My husband gave me a pep talk that went kind of like this, “You have to do normal things. No more researching. If this is our thing, then this is our thing. We just have to keep going forward.” That was truth that I needed to hear.

Then he made me take the kids to the dentist, a place of deep humiliation and shame for me because we have cavity prone teeth.

While we were at the dentist’s office, which was an RV because we went to a mobile dental clinic, the sun was shining through the windshield on my face. I felt a huge wave of relief. I was doing something normal and it felt good.

“Mom, I can see your mustache,” Spencer said. He was 9. Nine year old boys have the gift of stating the obvious that often doesn’t need to be stated.

The bus driver and I looked at each other and started laughing, because it was funny and it was true.

Find things to laugh at:

During this period I became a huge Nacho Libre fan. First of all, Jack Black is so funny. Second of all, this movie is so absurdly weird it only gets more comical each time you watch it.

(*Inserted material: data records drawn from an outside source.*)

PR #1513, opened 2023-02-13
Fix plugins org

mlodic:


api_app/views.py
```diff
@@ -697,9 +697,15 @@ def get_queryset(self):
...
         if membership.exists():
-            result |= PluginConfig.objects.filter(
-                organization=membership[0].organization,
+            user_membership = membership[0]
+            # only the owner can view the secret
+            extracted = PluginConfig.objects.filter(
+                organization=user_membership.organization,
             )
+            if not user_membership.is_owner:
+                extracted.update(value="redacted")
```
0ssigeno, line 706: You are actually change the value in the db... we do not want that, we just want to change the value returned to the frontend

api_app/views.py
```diff
@@ -697,9 +697,15 @@ def get_queryset(self):
             user=self.request.user, organization__isnull=False
         )
         if membership.exists():
-            result |= PluginConfig.objects.filter(
-                organization=membership[0].organization,
+            user_membership = membership[0]
```
0ssigeno, line 700: if you are using the `[0]`, you can use `try/catch Membership.objects.get(query)`

0ssigeno (changes requested):

api_app/urls.py
```diff
@@ -54,6 +54,6 @@
     path("", include("certego_saas.apps.notifications.urls")),
     # organization sub-app
     path("me/", include("certego_saas.apps.organization.urls")),
-    path("plugin-disable/", plugin_state_viewer, name="plugin_state_viewer"),
+    path("plugin-disable", plugin_state_viewer, name="plugin_state_viewer"),
```
0ssigeno, line 57: You can revert this

0ssigeno (changes requested):

PR #1560, opened 2023-02-25
added user agent for crowdsec integration

rr404:


0ssigeno:
Can you point me where in their documentation is required a custom user agent to request their feeds?

mlodic:
> Can you point me where in their documentation is required a custom user agent to request their feeds?

@0ssigeno that was an explicit request from CrowdSec, which I am in contact with. In any case, that does make sense for any service because it allows the service to track the IntelOwl users. As integrators of external services, that is the minimum we should guarantee when we can.

mlodic:
Anyway, I'll close this because it has some problems (linters/version) and I'll make a new PR with the fixes

PR #1599, opened 2023-03-15
Fix "value too great for base" error

kyletaylored:
I keep running into this issue:

```
./initialize.sh: line 30: 10#v2: value too great for base (error token is "10#v2")
./initialize.sh: line 35: 10#v2: value too great for base (error token is "10#v2")
```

How is this not funny? Diarrhea jokes are always funny, imho.

Sometimes when we’re in the middle of a serious situation we forget to take a break from the serious. Breaks are good mentally, physically, and spiritually. After my husband’s dad was killed in a car wreck 8 years ago not much seemed funny. After we got home from the funeral we took the kids to see a movie. I don’t even remember what movie, I just remember that it felt good to think about something else. Nacho Libre was my something else, and kind of still is. Maybe Weird Al Yankovich does it for you, maybe these videos do, or this video from Good Mythical Morning. I don’t know, but I know it’s important to find things to laugh at. no. matter. what.

Be with people who make help you laugh:

I’ve got to give a shout out to my husband for this because he completely helps me lighten my mood. I can just be so serious. Some of that is my personality, some of it is anxiety. Anxiety makes everything feel serious. Make sure you have people in your life who can lighten your load or maybe poke you in the right spot at the right time. I’m super grateful to have some friends who come through when I need them. I’m also super thankful for texting because it helps me keep in touch with them even while we’re far apart. I remember when I shared the news that we were leaving ministry with my friend, Rachel. She must have sensed my panic through the phone because she responded with “Let me guess: you can already see your family living in boxes behind Wal-Mart.”

That is exactly what I was imagining, actually. I giggled and saw myself from another perspective. I realized I was taking authority away from God and giving it to myself and if she hadn’t sent that text when she did I could have gone down the rabbit hole.

I know that finding the funny isn’t always easy…

and maybe you’re in a situation that requires mourning. I don’t want to take away from that because I believe grieving is just as important as laughing. Even in our sadness, though, laughing can help us get through the difficult moments.

For those in a period where laughing comes easily I pray it comes often.For those that weep, I pray you find joy.